Functions should return the documented type when they succeed. Invalid input should usually raise a clear error rather than returning an ambiguous sentinel value.

This matters most for GMT parsing. gmt2df() documents a data frame return, and gmt2list() documents a named list return. A malformed GMT file with no valid gene sets should therefore error instead of returning NULL.

Missing And Explicit NA Are Different

recode_column() uses a named vector as a dictionary. A key that is absent from the dictionary is unmatched and receives default. A key that is present but maps to NA is a real match and should stay NA.

That distinction lets users intentionally erase or mask values without losing control of the fallback behavior.

Reference Duplicates Should Be Visible

gene2entrez() and gene2ensembl() normalize symbols before matching:

Species Normalization
human toupper()
mouse tolower()

If the reference table contains duplicated symbols after normalization, the functions warn and use the first match. This keeps the simple one-row-per-input return shape while making the ambiguity visible.

Warnings Should Be Catchable

perm() and comb() can exceed double range for large inputs. Overflow-risk messages are part of the behavior, so they should be emitted with cli::cli_warn() rather than display-only alerts. That makes them testable and catchable by calling code.

Review Notes

The latest review focused on five issues:

  1. GMT parsing had an unstable all-malformed-file path.
  2. recode_column() treated explicit NA mappings as unmatched values.
  3. Gene ID conversion silently ignored duplicated reference symbols.
  4. perm() and comb() used non-catchable warning alerts.
  5. The base vignette described eleven functions while the module exported thirteen.

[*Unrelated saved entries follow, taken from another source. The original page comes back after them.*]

PR #7495, opened 2021-02-17
Fluorite from calcite recipe

Leche-Caliente:
I was told that if I wanted to make a fix for the current fluorite-from-limestone recipe, I could write the code myself. This therefore is the simplest fix I could cobble together considering that I was figuring out modding for the first time. I don't claim that this recipe makes much sense, but it certainly makes more sense than the limestone recipe that is already in the pack. If someone else wants to put more thought into and code up a different process that makes more sense, I would be happy to see them do it.

### DIFF
--- a/scripts/GT++.zs
+++ b/scripts/GT++.zs
@@ -233,4 +233,4 @@ Assembler.addRecipe(<miscutils:personalCloakingDevice-0.0>, <IC2:itemPartIridium
 
 
 // --- Fluorite Dust ---
-ChemicalReactor.addRecipe(<miscutils:itemDustFluorite>, <gregtech:gt.metaitem.01:2823> * 4, <gregtech:gt.integrated_circuit:2> * 0, 600, 120);
+ChemicalReactor.addRecipe(<miscutils:itemDustFluorite>, <gregtech:gt.metaitem.01:2823> * 4, <gregtech:gt.integrated_circuit:2> * 0, 600);
--- a/scripts/GT++.zs
+++ b/scripts/GT++.zs
@@ -233,4 +233,4 @@ Assembler.addRecipe(<miscutils:personalCloakingDevice-0.0>, <IC2:itemPartIridium
 
 
 // --- Fluorite Dust ---
-ChemicalReactor.addRecipe(<miscutils:itemDustFluorite>, <gregtech:gt.metaitem.01:2823> * 4, <gregtech:gt.integrated_circuit:2> * 0, 600, 120)
+ChemicalReactor.addRecipe(<miscutils:itemDustFluorite>, <gregtech:gt.metaitem.01:2823> * 4, <gregtech:gt.integrated_circuit:2> * 0, 600, 120);
--- a/scripts/GT++.zs
+++ b/scripts/GT++.zs
@@ -7,6 +7,8 @@
 
 import mods.gregtech.Assembler;
 
+import mods.gregtech.ChemicalReactor;
+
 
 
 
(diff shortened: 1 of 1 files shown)


Leche-Caliente:
I had thought that I could link to an issue after posting, but it doesn't seem that I can. This pull request should be linked to the "Limonite to fluorite ore recipe" which already has some discussion.

botn365 (changes requested):
this removes and chalange geting fluorine with already has a lot of ways of geting it 
and defnetly not this dirt cheap witch almost creates a infinit loop of calcite production and would allow for realy easy mass produtcion of fluorine at the cost of only some carbon oxygen and calcium
and to make this would be a lot easyer then the only other way of infinit fluorine production witch is crops 
but crops actual takes many hours of grind to get any good fluorine production and scales pret bad
while this with a few LCR and a few Keu/t can make buckets of fluorine per second

Leche-Caliente:
> this removes and chalange geting fluorine with already has a lot of ways of geting it
> and defnetly not this dirt cheap witch almost creates a infinit loop of calcite production and would allow for realy easy mass produtcion of fluorine at the cost of only some carbon oxygen and calcium
> and to make this would be a lot easyer then the only other way of infinit fluorine production witch is crops
> but crops actual takes many hours of grind to get any good fluorine production and scales pret bad
> while this with a few LCR and a few Keu/t can make buckets of fluorine per second

All I did was add a recipe which does the same thing which you can already do with limestone, except you don't have to break blocks to do it. I even reduced the yield by half over the current recipe.

If the limestone recipe is unbalanced, fine, it should be removed, but if it isn't, this recipe shouldn't be unbalanced either.

botn365:
what you did is make it automatble and realy easly automatble
the only reason it in its curent form isent OP is becous its a lot of work and cant be automated
it not being automatble means it is not a reliable source of flourine and it needign a good amount of work makes it imposible to get large amounts of fluorine from it for mass production
but this recipe takes all what makes this not a OP source of fluorine and trows it out the windom adding this would totaly break any balance to fluorine

Leche-Caliente:
> what you did is make it automatble and realy easly automatble
> the only reason it in its curent form isent OP is becous its a lot of work and cant be automated
> it not being automatble means it is not a reliable source of flourine and it needign a good amount of work makes it imposible to get large amounts of fluorine from it for mass production
> but this recipe takes all what makes this not a OP source of fluorine and trows it out the windom adding this would totaly break any balance to fluorine

The current recipe is balanced around tedium, which is a poor way to balance things. If you think that this recipe is unbalanced, than you should help me make a new recipe to replace the old one, which is balanced without being tedious. I made it very clear that I was welcome to suggestions for a better process, but that my modding knowledge isn't up to making anything more involved myself.

botn365:
no its not balanced around tedium its balanced around to be a quick boost of fluorine not to be a main source of it there are other options for that
and there a;ready is a option to make fluorite ore in the chem plant from limestone/sandstone so no this will just break balance completly

Leche-Caliente:
> no its not balanced around tedium its balanced around to be a quick boost of fluorine not to be a main source of it there are other options for that
> and there a;ready is a option to make fluorite ore in the chem plant from limestone/sandstone so no this will just break balance completly

No, it is supposed to be a quick books of fluorine, and it is balanced by tedium in order to get it to that point. This is obvious, because if it was not tedious --as I made it in my change-- it becomes unbalanced, as you have clearly expressed.

The chem plant is not HV, which is the context of this issue.

Prometheus0000:
> The chem plant is not HV, which is the context of this issue.

It's the TS casing requirement that is not HV.

Leche-Caliente:
> > The chem plant is not HV, which is the context of this issue.
> 
> It's the TS casing requirement that is not HV.

True, a bit pedantic, I think it's clear what I meant.

Prometheus0000:
It wasn't clear to me, which is why I went and checked what you were talking about.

The fixes aligned implementation, tests, and user-facing documentation around a clearer module contract.

Tests

The focused base test suite lives in tests/testthat/test-base.R.

Latest focused run:

devtools::test(filter = "base")
[ FAIL 0 | WARN 0 | SKIP 0 | PASS 125 ]

The important tests are contract tests:

  • malformed GMT files with no valid gene sets error;
  • recode_column() preserves explicit NA mappings;
  • non-scalar default values in recode_column() error;
  • duplicated normalized gene symbols warn and use the first match;
  • perm() and comb() overflow notices are real warnings.

Open Questions

  • Whether gene ID duplicates should continue to warn or eventually become an error.
  • Whether view() belongs in base long term, since it is interactive and depends on reactable.
  • Whether the math helpers should stay here or move if a larger math/stat helper family develops.